▶ _Task item_:
Return each line in the records below that includes "starknet".

--- Dataset entries ---

PR #656, opened 2025-11-04
bump ctf-build-image for platform option

augustbleeds:
This enables building and testing Chainlink images for both ARM64 and AMD64 architectures. The chainlink stage/prod environments now use arm64 nodes only , but CI tests still depend on AMD64 images so we have to build both. The PR was pointing to some feature branches but now that that the changes have been merged to the main branch of the .github actions repository we can merge these changes in.

I cleaned up the action also to tag the starknet image with the PR commit hash instead of the merged git hash which is confusing since it does not exist and cannot be fetched outside of the initial PR trigger.

After these changes are merged, we'll need to rebase Dimitris's starknet changes and attempt the rollout again.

---

▶ _Problem solution_:
I cleaned up the action also to tag the starknet image with the PR commit hash instead of the merged git hash which is confusing since it does not exist and cannot be fetched outside of the initial PR trigger.
After these changes are merged, we'll need to rebase Dimitris's starknet changes and attempt the rollout again.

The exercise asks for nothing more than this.